BACKGROUND: Echocardiography remains the most widely used modality to assess left ventricular (LV) chamber size and function. Currently this assessment is most frequently performed using two-dimensional (2D) echocardiography. However, three-dimensional (3D) echocardiography has been shown to be more accurate and reproducible than 2D echocardiography. Current normative reference values for 3D LV analysis are based predominantly on data from North America and Europe. The World Alliance Societies of Echocardiography study was designed to sample normal subjects from around the world to provide more universal global reference ranges. The aim of this study was to assess the worldwide feasibility of LV 3D echocardiography and report on size and functional measurements. METHODS: A total of 2,262 healthy subjects were prospectively enrolled from 19 centers in 15 countries. Three-dimensional LV full-volume data sets were obtained and analyzed offline using vendor-neutral software. Measurements included LV end-diastolic and end-systolic volumes, LV ejection fraction (LVEF), global longitudinal strain (GLS), and global circumferential strain.
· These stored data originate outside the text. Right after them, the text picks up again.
PR #1413, opened 2020-12-01
Add buildkite pipeline

DhairyaLGandhi:


.buildkite/pipeline.yml
```diff
@@ -0,0 +1,15 @@
+steps:
+  - label: "GPU Integeration"
+    plugins:
+      - JuliaCI/julia#v0.5:
+          version: '1.5'
+      - JuliaCI/julia-test#v0.3:
+          test_args: "--thorough"
```
maleadt, line 7: that's CUDA.jl-specific

.buildkite/pipeline.yml
```diff
@@ -0,0 +1,15 @@
...
+    branches: "!gh-pages"
+    agents:
+      queue: "juliagpu"
+      cuda: "11.1"
```
maleadt, line 11: Do you require this? Pleasae don't specify it if not

.buildkite/pipeline.yml
```diff
@@ -0,0 +1,15 @@
...
+    env:
+      JULIA_CUDA_VERSION: '11.1'
+      JULIA_CUDA_USE_BINARYBUILDER: 'true'
```
maleadt, line 14: Same here, please don't specify these env vars unless you really need them.

.buildkite/pipeline.yml
DhairyaLGandhi: Done

.buildkite/pipeline.yml
DhairyaLGandhi: removed the extra variables
Thanks!

.buildkite/pipeline.yml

Results were categorized by age (18-40, 41-65, and >65 years), sex, and race. RESULTS: A total of 1,589 subjects (feasibility 70%) had adequate LV data sets for analysis. Mean normal values for indexed end-diastolic volume, end-systolic volume, and LVEF in men and women were 70 ± 15 and 65 ± 12 mL/m2, 28 ± 7 and 25 ± 6 mL/m2, and 60 ± 5% and 62 ± 5%, respectively. Men had larger LV volumes and lower LVEFs than women. GLS and global circumferential strain were higher in magnitude in women. In both sexes, LV volumes were lower and LVEF tended to be higher with increasing age, especially considering the differences between the youngest and oldest age groups. Although GLS was similar across age groups in men, in women, the youngest and middle-age cohorts revealed higher magnitudes of GLS compared with the oldest age group. Global circumferential strain was higher in magnitude at older age in both men and women. Finally, Asians had smaller chamber sizes and higher LVEFs and absolute strain values than both blacks and whites. CONCLUSIONS: Age, sex, and race should be considered when defining normal reference values for LV dimension and functional parameters obtained by 3D echocardiography.